In the proposed approach, state uncertainty is addressed by introducing partial observability to a discrete MDP to derive a discrete POMDP. As states cannot be derived from observations and direct mappings from observation to actions are insufficient for optimal decision-making, an alternative Markovian signal for choosing actions is needed [3, 4]. To overcome this issue, belief states can be used. A belief state is a probability distribution over the state space of the POMDP. It provides a sufficient basis for acting optimally under state uncertainty [3, 4].

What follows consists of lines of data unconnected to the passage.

Issue #86, opened 2016-03-03
Doesn't work well with `findlib.dynload`


ivg:
The `findlib.dynload` library is used by a host program to load plugins. It tracks already loaded modules, so that we can prevent corruption. It does this by embedding special initialization code into the binary. The code is put into the temporary file, and the file is later deleted. When we run `bisect-ppx-report` on the output of such binary, we get an error:
```
 *** system error: /tmp/findlib_initl44dd7c.ml: No such file or directory
```

Maybe it is possible to add some command-line flag, that will allow to ignore missing files? Or just relax this error to a warning?

PR #87, opened 2016-03-03
Add option for reporter to ignore missing files

aantron:
This adds a new flag to `bisect-ppx-report`, per #86.

    -ignore-missing-files  Do not fail if an .ml file can't be found

I tested it locally:

    ocamlfind opt -package bisect_ppx -package findlib.dynload -linkpkg foo/foo.ml && \
    ./a.out && \
    bisect-ppx-report -ignore-missing-files -html report bisect*.out

Works with this flag and doesn't work without it. Will amend with automatic tests shortly.

@ivg, is it convenient enough for your project to use a dev verison of Bisect_ppx, or do you prefer a speedy release to OPAM?


ivg:
@aantron, it is totally ok for us to use the dev version, there is no need for a rush.

Thanks a lot for a speedy response!

aantron:
No problem. Please let me know if this fix works for you, at your leisure :)

ivg:
Looks like that it works. But I'm not sure that I'm using it correctly, as my report consists only from one file. Here is the output of the `bisect-ppx-report`
```
$ bisect-ppx-report -ignore-missing-files -verbose -I _build -I lib/bap_types/ -html coverage/ bisect*.out
Processing file '/tmp/findlib_initl231fa4.ml'...
... file not found
Processing file 'lib_test/bap/run_tests.ml'...
... file has 14 points
Writing index file...
```

Now, how I'm compiling. I'm using oasis, but I didn't follow your instructions ... basically, because our build system doesn't require it (I maybe wrong of course). Here is the command,  that is used to build the test file:

```
ocamlfind ocamlopt -linkpkg -g  -linkpkg -package bisect_ppx -package <other-packages> lib/bap_bundle/bundle.cmxa lib/<all-other-cmxa> lib_test/bap/run_tests.cmx -o lib_test/bap/run_tests.native
```
It looks for me, that this should be enough, am I right?

aantron:
This looks like the linking step, and it looks fine. In the compilation steps, are you compiling only `run_tests.ml` with the `bisect_ppx` package? If so, that would explain why only `run_tests.ml` is in the report.

ivg:
aha! now it makes sense!

ivg:
finally it compiles, so we've covered much more files, but failed with a drastic `Not_found`. The log is attached. Meantime I will try to get a backtrace

[bisect.txt](https://github.com/rleonid/bisect_ppx/files/158907/bisect.txt)

ivg:
and here comes a backtrace:
```
Fatal error: exception Not_found
Raised at file "buffer.ml", line 123, characters 27-36
Called from file "buffer.ml", line 145, characters 16-62
Called from file "buffer.ml", line 164, characters 29-47
Called from file "src/report/reportUtils.ml", line 100, characters 6-38
Called from file "list.ml", line 73, characters 12-15
Called from file "list.ml", line 73, characters 12-15
Re-raised at file "src/report/reportHTML.ml", line 701, characters 12-13
Called from file "src/report/reportHTML.ml", line 716, characters 10-123
Called from file "hashtbl.ml", line 200, characters 23-35
Called from file "hashtbl.ml", line 204, characters 12-33
Called from file "src/report/reportHTML.ml", line 708, characters 14-636
Called from file "list.ml", line 73, characters 12-15
Called from file "src/report/report.ml", line 110, characters 4-11
```

aantron:
Wow. Ok, thank you. Taking a look.

aantron:
Is it possible to see the apparently generated file `lib/bap_piqi/stmt_piqi.ml`?

ivg:
Thank you. 
Of course it is possible (it is indeed nasty btw)

[stmt_piqi.zip](https://github.com/rleonid/bisect_ppx/files/158937/stmt_piqi.zip)


Btw, the `buffer.ml` in mine OCaml installation points to:
```ocaml
(* opening and closing: open and close characters, typically ( and )
   k: balance of opening and closing chars
   s: the string where we are searching
   start: the index where we start the search. *)
let advance_to_closing opening closing k s start =
  let rec advance k i lim =
    if i >= lim then raise Not_found else <----------- HERE
    if s.[i] = opening then advance (k + 1) (i + 1) lim else
    if s.[i] = closing then
      if k = 0 then i else advance (k - 1) (i + 1) lim
    else advance k (i + 1) lim in
  advance k start (String.length s);;
```

So it looks like an unbalanced parentheses issue in the substitution.

aantron:
Yes, thank you. Actually, I think I already found the problem. Will upload the patch in some minutes.

aantron:
It was a classic arbitrary-input-as-format-string bug. Should be fixed now – try the commit just posted.

ivg:
Thanks! Will try. Meantime I've tried with piqi disabled, and indeed, you were right, it was the cause of problem. Without the piqi, everything works fine :)

ivg:
Checked with the piqi-enabled. Everything works fine, and the piqi file is included in the report. Thanks alot!

aantron:
Thanks for the reports. Given that we fixed a correctness bug, this should end up in OPAM pretty soon.

aantron:
Unfortunately still not in OPAM due to whatever is causing https://github.com/ocaml/opam-repository/issues/5899.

To address model parameter uncertainty, the proposed approach intends on exploring the application of Bayesian Learning methods. In particular, concepts from Bayes-Adaptive POMDP (BA-POMDP) [6] can be applied to address model parameter uncertainty. The BA-POMDP framework introduces Dirichlet distribution experience counts into the POMDP state space in order to represent uncertainty regarding the transition function $T(s,a,\cdot)$ and observation function $O(s^{\prime},a,\cdot)$ . Hence, the BA-POMDP model tracks the experience counts $\phi_{ss^{\prime}}^{a}\>\forall s^{\prime}$ , which denotes the number of times transition to state $s^{\prime}$ after performing action $a$ in state $s$ , and $\psi_{s^{\prime}o}^{a}\>\forall o$ , which denotes the number of times observation $o$ was made in state $s^{\prime}$ after performing action $a$ [6].

If we let $\phi$ and $\psi$ be the vector of all transition counts and all observation counts respectively, it can be shown that the expected transition probability for $T(s,a,s^{\prime})$ and the expected probability for observation $O(s^{\prime},a,o)$ are:

T_{\phi}(s,a,s^{\prime})=\frac{\phi_{ss^{\prime}}^{a}}{\sum_{s^{\prime\prime}\in S}\phi_{ss^{\prime\prime}}^{a}}

(1)

T_{\psi}(s^{\prime},a,o)=\frac{\psi_{s^{\prime}o}^{a}}{\sum_{o^{\prime}\in\Omega}\psi_{s^{\prime}o^{\prime}}^{a}}

(2)

Building from this, the BA-POMDP framework incorporates the $\phi$ and $\psi$ vectors into the state space to derive a new model. The new set of states (hyperstates in the format $(s,\phi,\psi)$ ) is defined as $S^{\prime}=S\times\mathcal{T}\times\mathcal{O}$ where $\mathcal{T}~{}=~{}\{\phi\in\mathbb{N}^{|S|^{2}|A|}\>|\>\forall(s,a)\in S\times A,\sum_{s^{\prime}\in S}\phi_{ss^{\prime}}^{a}>0\}$ and $\mathcal{O}~{}=~{}\{\psi\in\mathbb{N}^{|S||A||\Omega|}\>|\>\forall(s^{\prime},a)\in S\times A,\sum_{o\in\Omega}\psi_{s^{\prime}o}^{a}>0\}$ . The action space remains the same as in the POMDP. The state transition and observation functions become functions of the hyperstate, while the reward function remains a function of state-action pairs.

III-C Planning

When planning under uncertainty, utilizing belief states allows the agent (i.e. decision engine) to take into account its own degree of uncertainty about state identity. For example, the belief state of an agent that is very confident about the current state of the environment will have few states with high probability and many states with low or zero probability.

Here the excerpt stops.